The star-like scattering form factor is described as a combination of four terms [36]: the self-correlation term of the core \(F_\textrm{c}\), the self-correlation term of the tails \(F_\textrm{t}\), the cross-correlation term of the core and the tails \(S_\textrm{ct}\) and the cross-correlation term of the tails \(S_\textrm{tt}\):

$$\begin{aligned} \begin{aligned}&F_{\text {total}}(q) = Z^2 \beta _\textrm{c}^2 F_\textrm{c}(q) + Z \beta _\textrm{t}^2 F_\textrm{t}(q) \\&\quad +2Z^2 \beta _\textrm{c} \beta _\textrm{t} S_\textrm{ct}(q) + Z(Z-1) \beta _\textrm{t}^2 S_\textrm{tt}(q). \end{aligned} \end{aligned}$$
(3)

Here, \(\beta _\textrm{c}\) and \(\beta _\textrm{t}\) are the excess scattering length of the core and the tails, respectively.
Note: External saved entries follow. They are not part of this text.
Issue #2466, opened 2022-01-20
`loadBalancerClass` support?


TBBle:
**Is your feature request related to a problem?**

Not a problem per-se. I just came across [`Service.spec.loadBalancerClass`](https://kubernetes.io/docs/concepts/services-networking/service/#load-balancer-class) and thought it might be a good alternative or replacement for the `service.beta.kubernetes.io/aws-load-balancer-nlb-target-type` annotation. 

By it's very presence, it implies `service.beta.kubernetes.io/aws-load-balancer-type: "external"` behaviour, so the [legacy AWS Cloud Controller will ignore it](https://github.com/kubernetes/kubernetes/blob/v1.22.0/staging/src/k8s.io/cloud-provider/controllers/service/controller.go#L822-L824).

I'm not sure if the AWS Cloud Controller v1 will also inherit that behaviour. I _expect_ that it already works, since the relevant feature has moved to beta and the KEP didn't mention any work needed by non-legacy Cloud Controller implementations. Otherwise it will need to separately implement the same check (similar to the [current `isLBExternal` annotation check](https://github.com/kubernetes/cloud-provider-aws/blob/v1.22.0-alpha.1/pkg/providers/v1/aws_loadbalancer.go#L83-L88), I guess).

The AWS Cloud Controller v2 doesn't appear to support load balancers at all yet, I recall a discussion that the plan for v2 is to never implement it in favour of this controller (which presents a different challenge), but I may be misremembering anyway. (Edit: I appear to be wrong about this, it looks like there [was intention for LB support in the V2 Cloud Controller](https://github.com/kubernetes/cloud-provider-aws/issues/125), but [work stalled and has staled away](https://github.com/kubernetes/cloud-provider-aws/pull/148)...)

Per [KEP-1959](https://github.com/kubernetes/enhancements/blob/master/keps/sig-cloud-provider/1959-service-lb-class-field/README.md), one of the goals of this feature is:
> prevent every cloud provider from implementing a custom "opt-out" annotation for their load balancer.

which we already have done in this controller and the various AWS Cloud Controllers.

**Describe the solution you'd like**

The simple-obvious solution is that we recognise the following loadBalancerClass values as equivalent to the given `aws-load-balancer-nlb-target-type` annotation. (I'm making up the domain name. Looking around, all the AWS annotations for services seem to be in kubernetes.io domains, I'm not sure if that's legacy or not.)
[...]

PR #2489, opened 2022-02-02
add support for loadBalancerClass

kishorj:
### Issue
Fixes: #2466
Fixes: #2492

### Description
Add support for service `spec.loadBalancerClass`. The load balancer class provides a similar mechanism to the current service annotation `service.beta.kubernetes.io/aws-load-balancer-type: "external"` to offload reconciling of load balancer from the kubernetes in-tree controller, but it is agnostic to the cloudprovider - [KEP-1959](https://github.com/kubernetes/enhancements/blob/master/keps/sig-cloud-provider/1959-service-lb-class-field/README.md) for details. The load balancer class is beta starting k8s 1.22.

The AWS Load Balancer controller will support the `spec.loadBalancerClass` starting v2.4.0 on k8s 1.22 and later. Here is the summary of the changes
- default LoadBalancerClass is `service.k8s.aws/nlb`, users can modify via controller command line flag `--load-balancer-class`
- with `spec.loadBalancerClass`, users no longer need to specify the annotation `service.beta.kubernetes.io/aws-load-balancer-type` on k8s 1.22 and later
- Target type defaults to `instance` for service with loadBalancerClass specified on supported k8s
- If loadBalancerClass is configured, when the user modifies the service type from LoadBalancer to something else, controller will deallocate the provisioned load balancer
- Provide a feature gate `ServiceTypeLoadBalancerOnly` which limits the controller to service of type LoadBalancer for NLB
- error out during reconcile for instance target if NodePort is not allocated 

### Tests:
- controller honors the `spec.loadBalancerClass` configuration on k8s 1.22
- controller works as expected on earlier k8s versions

### Checklist
- [x] Manually tested


M00nF1sh:
i think we can use service.k8s.aws/nlb to align with our IngressClass's ingress.k8s.aws/alb name. also it denotes it's a NLB :D

pkg/config/service_config.go
```diff
@@ -0,0 +1,20 @@
+package config
+
+import "github.com/spf13/pflag"
+
+const (
+	flagLoadBalancerClass    = "load-balancer-class"
+	defaultLoadBalancerClass = "elbv2.k8s.aws"
```
TBBle, line 7: This definitely needs to change to be a prefixed name, since ["Unprefixed names are reserved for end-users."](https://kubernetes.io/docs/concepts/services-networking/service/#load-balancer-class).

kishorj: updated

controllers/service/service_controller.go
```diff
@@ -137,12 +149,16 @@ func (r *serviceReconciler) reconcileLoadBalancerResources(ctx context.Context,
 	return nil
 }
 
-func (r *serviceReconciler) cleanupLoadBalancerResources(ctx context.Context, svc *corev1.Service) error {
+func (r *serviceReconciler) cleanupLoadBalancerResources(ctx context.Context, svc *corev1.Service, stack core.Stack, lb *elbv2model.LoadBalancer) error {
```
M00nF1sh, line 152: seems `lb` is not been used

pkg/service/model_builder.go
```diff
@@ -214,3 +221,19 @@ func (t *defaultModelBuildTask) getDeletionProtectionViaAnnotation(svc corev1.Se
...
+func (t *defaultModelBuildTask) needsCleanup() bool {
+	if !t.service.DeletionTimestamp.IsZero() {
+		return true
+	}
+	if t.service.Spec.Type != corev1.ServiceTypeLoadBalancer {
+		if t.featureGates.Enabled(config.ServiceTypeLoadBalancerOnly) {
+			return true
+		}
+		var lbType string
+		if !t.annotationParser.ParseStringAnnotation(annotations.SvcLBSuffixLoadBalancerType, &lbType, t.service.Annotations) {
```
M00nF1sh, line 234: how about user changed it to something else like "nlb-ddd", seems we won't delete the NLB here.

controllers/service/service_controller.go
```diff
@@ -87,13 +89,20 @@ func (r *serviceReconciler) reconcile(ctx context.Context, req ctrl.Request) err
 	if err := r.k8sClient.Get(ctx, req.NamespacedName, svc); err != nil {
 		return client.IgnoreNotFound(err)
 	}
-	if !svc.DeletionTimestamp.IsZero() {
-		return r.cleanupLoadBalancerResources(ctx, svc)
+	stack, lb, err := r.buildModel(ctx, svc)
+	if err != nil {
+		return err
+	}
+	var resLBs []*elbv2model.LoadBalancer
```
M00nF1sh, line 96: i check we can simply check whether lb is nil or not here.

pkg/service/model_build_target_group.go
```diff
@@ -332,19 +332,25 @@ func (t *defaultModelBuildTask) buildTargetGroupHealthCheckUnhealthyThresholdCou
 	return unhealthyThresholdCount, nil
 }
 
-func (t *defaultModelBuildTask) buildTargetType(_ context.Context) (elbv2model.TargetType, error) {
+func (t *defaultModelBuildTask) buildTargetType(_ context.Context, port corev1.ServicePort) (elbv2model.TargetType, error) {
 	svcType := t.service.Spec.Type
 	var lbType string
 	_ = t.annotationParser.ParseStringAnnotation(annotations.SvcLBSuffixLoadBalancerType, &lbType, t.service.Annotations)
 	var lbTargetType string
+	if t.service.Spec.LoadBalancerClass != nil {
```
M00nF1sh, line 340: maybe just remove the check if t.service.Spec.LoadBalancerClass != nil, since the service will only be called when it's have one of the `SvcLBSuffixTargetType` annotation any way if it's with external LB type.

pkg/service/model_builder.go
M00nF1sh: also, how about other cases like when the nlb-target-type annotation is removed while lb-type is still external (when type changed back to node port).

I feel such logic should be in a centralized place(shared by both event handler and here)

kishorj: our docs mention the aws-load-balancer-type annotation should be treated immutable. We can definitely cleanup the NLB if we no longer recognize the annotation.

I agree, we should centralize the logic to determine whether the service is supported or not.

pkg/service/model_build_target_group.go
kishorj: ack

pkg/service/model_builder.go
```diff
@@ -214,3 +226,20 @@ func (t *defaultModelBuildTask) getDeletionProtectionViaAnnotation(svc corev1.Se
 	}
 	return false, nil
 }
+
+func (t *defaultModelBuildTask) needsCleanup() bool {
```
M00nF1sh, line 230: this is still a little hard to understand this part tbh.

I think maybe like have below method in serviceUtils?
* IsServicePendingFinalization
     -> only checks whether the Service contains our finalizer 
* IsServiceSupported/IsServiceAlive(or other better word than Alive/Supported)
     -> only checks whether the Service is supported, and if so, we'll always provision a NLB.
     -> if !t.service.DeletionTimestamp.IsZero, return false
     -> if config.ServiceTypeLoadBalancerOnly and type not LB, return false
     -> this checks ((spec.IngressClass == service.k8s.aws/nlb) || anno.LBType & anno.NLBTargetType meets requirement)


So that, the event handler will check **whether IsServicePendingFinalization or IsServiceSupported**

And modelBuilder's logic will be like
If !IsServiceSupported{
  if IsServicePendingFinalization {
     checkForDeletionProtection
  }
  return nil
}
return non-nil model

And modelBuilder only need to check whether IsServiceSupported.

kishorj: updated

M00nF1sh (approved):
/lgtm
/approve

PR #2516, opened 2022-02-18
Make e2e LB name test work with clusters that have . in the name

olemarkus:
### Description

ELB names cannot have `.` in the name, but cluster names can. So when the `load-balancer-name` annotation e2e test directly copies cluster name into the ELB name, the test fails.

This PR replaces `.` with `-` to make tests pass.

### Checklist
- [ ] Manually tested


kishorj (approved):
Thanks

From fitting the scattering data, we extracted the height of the tails \(h=2R_\textrm{G}\), the aggregation number Z, and the relevant core’s parameters (e.g., core radius R for a spherical core, cylinder radius R and length L for a cylindrical core [37]), schematically illustrated in Fig. 2a. All fitting parameters are found in Table S3.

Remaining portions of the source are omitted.